Psalm 138, 6 Feb 21

Though you are high, you care for the lowly.’ (6)

Verse 1 in this psalm of praise imagines God sitting supreme in the company of other gods and lesser heavenly beings. Literal or figurative, this sketch has the potential for a “head-of-a-pin” side track discussion about angels and gods. Not my thing.

So concentrate on the remaining message — which essentially is that we should adhere to (“bow towards the holy temple of”) love and faithfulness. God holds these above all things. (2)

In such a régime, the rulers of the world would listen to the divinely ordained ethical structure, the ‘word’ of Psalm 119. (4)

They would provide leadership to implement these principles. It’s not much use just praising them without action.

They would recognise and exemplify the concept that, though rulers are mighty, they have a responsibility to follow this astoundingly simple and sensible humanist rule and care for the lowly. (6)

Then, this gracious influence will preserve and enhance the potential in each and every one. (7) The psalmist concludes with a prayer that the divine Spirit would sustain this work of love in our lives and world. (8)

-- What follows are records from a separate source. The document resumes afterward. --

PR #417, opened 2024-12-04
Typos

hasecilu:
There we some issues found on CrowdIn.

---

After running
```shell
 awk 'BEGIN { RS="</source>" } /<source>/ { gsub(/.*<source>/, ""); print }' SheetMetal.ts | aspell --lang=en list | sort | uniq
```
only this strings appear as typos. Some are becaus eof Qt so no way to change it but should we rename/capitalize those sheetmetal strings?

- DXF
- MessageBox
- SVG
- SheetMetal
- Sheetmetal
- SubElement
- UX
- apos
- discretizing
- href
- li
- lt
- ol
- readonly
- sheetmetal

Since 1.0 is close I think it's good idea to check if strings are appropiate/understandable, maybeask users on the forum?

### DIFF
--- a/SheetMetalBaseCmd.py
+++ b/SheetMetalBaseCmd.py
@@ -118,7 +118,7 @@ class SMBaseBend:
         obj.addProperty(
             "App::PropertyLength", "thickness", "Parameters", _tip_
         ).thickness = 1.0
-        _tip_ = translate("App::Property", "Relief Type")
+        _tip_ = translate("App::Property", "Bend Plane")
         obj.addProperty(
             "App::PropertyEnumeration", "BendSide", "Parameters", _tip_
         ).BendSide = ["Outside", "Inside", "Middle"]
@@ -244,7 +244,7 @@ if SheetMetalTools.isGuiLoaded():
                 "ToolTip": translate(
                     "SheetMetal",
                     "Create a sheetmetal wall from a sketch\n"
-                    "1. Select a Skech to create bends with walls.\n"
+                    "1. Select a Sketch to create bends with walls.\n"
                     "2. Use Property editor to modify other parameters",
                 ),
             }
--- a/SheetMetalFormingCmd.py
+++ b/SheetMetalFormingCmd.py
@@ -162,7 +162,9 @@ class SMBendWall:
         obj.addProperty("App::PropertyLinkSub", "toolObject", "Parameters",
                         _tip_).toolObject = (seltool, seltool_items)
         _tip_ = FreeCAD.Qt.translate(
-            "App::Property", "Point Sketch on Sheetmetal")
+            "App::Property",
+            "Sketch containing circle's points to multiply and pattern the embossed feature",
+        )
         obj.addProperty("App::PropertyLink", "Sketch", "Parameters1", _tip_)
         obj.Proxy = self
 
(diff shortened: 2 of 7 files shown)


SheetMetalFormingCmd.py
```diff
@@ -162,7 +162,9 @@ def __init__(self, obj, selobj, selobj_items, seltool, seltool_items):
         obj.addProperty("App::PropertyLinkSub", "toolObject", "Parameters",
                         _tip_).toolObject = (seltool, seltool_items)
         _tip_ = FreeCAD.Qt.translate(
-            "App::Property", "Point Sketch on Sheetmetal")
+            "App::Property", "Point Sketch on Sheetmetal"
+        )  # FIXME: hard to understand
+        # "Sketch containing circle's points to multiply and pattern the embossed feature"
```
hasecilu: This was hard to understand the meaning, only after RTFW (Reading The FreeCAD Wiki) got it, here is proposed change

SheetMetalBaseCmd.py
```diff
@@ -118,7 +118,7 @@ def __init__(self, obj, sketch):
         obj.addProperty(
             "App::PropertyLength", "thickness", "Parameters", _tip_
         ).thickness = 1.0
-        _tip_ = translate("App::Property", "Relief Type")
```
hasecilu, line 121: We believe that "Relief Type" is wrong, it's correct?

InitGui.py
```diff
@@ -50,6 +50,7 @@ class SMWorkbench(Workbench):
     global smWBpath
     global smWB_icons_path
 
+    # TODO: "SheetMetal" or "Sheet Metal"
```
hasecilu: Should the WB name be join or separated?

SheetMetalFormingCmd.py
shaise: The forming tool is quite cumbersome. This is why the UI is not yet implemented. Still thinking how to tackle this.

SheetMetalBaseCmd.py
shaise: yes. I believe It should be 'Bend Plane' or something like this.
Also, does the script understand the 'translate' command, or shall I replace if with the longer 'FreeCAD.Qt.Translate'?

InitGui.py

Delightful early music settings are to be found under various headings, corresponding to various verse selections of the psalm and the various languages of the composers. Some examples are In conspectu angelorum (Francisco Guerrero), Confitebor tibi Domine (Lassus, Mendelssohn, Willaert) and Il faut que tous mes esprits (Paschal de L’Estocart, Jan Sweelinck).

Confitebor tibi, Domine, in toto corde meo /  I will give thanks unto thee, O Lord, with my whole heart. A setting by Flanders composer Adrian Willaert, founder of the Venetian school; in three parts, published 1559.

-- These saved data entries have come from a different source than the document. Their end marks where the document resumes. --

PR #418, opened 2024-12-05
Fix context from old strings

hasecilu:
https://github.com/shaise/FreeCAD_SheetMetal/pull/407#issuecomment-2519408168

Help me to test to see it's OK

Seems strings were saved.

Also I marked some recently added strings and completed Spanish translation.


shaise:
Wow! This is quite some work. Thanks!
Looks OK to me.
I will probably remove FlangeAdvancedParameters.ui as it is not used anymore.
Are you going to update Crowdin with that?

hasecilu:
Already did :sunglasses:

shaise:
Thanks a lot!
I suspect we will have one more translation round by the time I finish all milestones.

PR #432, opened 2025-01-04
Removing export (UnfoldUnattended) and sketches recompute

GS90:
Hi,

**SMUnfoldUnattended** exported the drawing - this is clearly unnecessary.
I also added recalculation of created sketches so that they do not affect the document status.

### DIFF
--- a/SheetMetalUnfoldCmd.py
+++ b/SheetMetalUnfoldCmd.py
@@ -261,6 +261,7 @@ if SheetMetalTools.isGuiLoaded():
             for itemName in self.Object.UnfoldSketches:
                 item = self.Object.Document.getObject(itemName)
                 if item is not None:
+                    item.recompute(True)
                     objs.append(item)
             return objs
 
@@ -549,7 +550,6 @@ if SheetMetalTools.isGuiLoaded():
             SMUnfold(newObj, selobj, sel.SubElementNames)
             SMUnfoldViewProvider(newObj.ViewObject)
             SheetMetalTools.smAddNewObject(selobj, newObj, activeBody)
-            smUnfoldExportSketches(newObj, False)           
             selobj.Visibility = True
             return
 


shaise:
I thought that this was a needed function in export unattended? 
How do you know if others don't need it? this was the functionality before. If you do not want to export the sketches, uncheck the generate sketch.

GS90:
When I used the function before, it definitely did not save the dxf or svg file automatically.

If you uncheck the sketch generation box, they will not be created at all...
The question is specifically about exporting to an external format.
The sketches themselves are needed, but the need to export them to external formats is better left to the user's choice (manual export) or a special command, as has already been done in the **Unfold** graphical interface.

Currently, **SMUnfoldUnattended** does not have a choice of which of the sketches to save, for example, bend lines are needed in the drawing (TechDraw), but they are harmful when sending the workpiece for laser cutting. It's hard to imagine a use case for this.

In my batch processing, I export the required sketch myself, modifying it if necessary (for example, aligning it strictly in the middle).

shaise:
Well the previous functionality of unfold unattended was that if Export Sketch was active, the unattended was exporting it as well. As I did not like the fact that in standard unfold the export was done in the background without control of where to save the file, I changed it to manual export button.
However for unattended I wished to maintain compatibility. Can you say that there is no use at all for saving sketches automatically?

GS90:
I really don't see the point in automatically saving the sketch when using **SMUnfoldUnattended**.

Moreover, it is practically uncontrolled and implicit.
It was only after some time of use that I noticed it was saving something somewhere...

Examples of use, in my opinion:
* Checking whether the part can be unfolded and verifying the correctness of the resulting sketch.
* Creating a sketch for subsequent use in TechDraw.
* Using it for batch processing.

In all cases, a sketch is needed within FreeCAD, but its export is not required.
If necessary, the user can perform a controlled export (Ctrl+E).

shaise:
OK, then. I will accept the pull request, and if any user will have issues with it, I will add an extra checkbox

Here is the lovely and quite short setting mentioned above, by Sweelinck:

At Woden Valley: Omicron has wound the clock back to the days when gathering together was discountenanced, days of online worship. These sessions at least maintained some personal connections despite the many drawbacks. So who knows whether a psalm might be sung or not? If a song is feasible, the setting by Isaac Everett, They shall sing of the ways of the Lord, might be well placed.

Some years ago I arranged this refrain for four voices, then paraphrased the verses to fit the same tune with an additional contrasting B section in an AABA. The four part harmony is definitely not happening, but for interest, here’s the refrain:

Harmonised version of Isaac Everett’s refrain to Psalm 138. The Emergent Psalter, arr. Webmaster. The B section tune continues with the final G of the A section over an Ab chord, creating a nice entry contrast on a major seventh.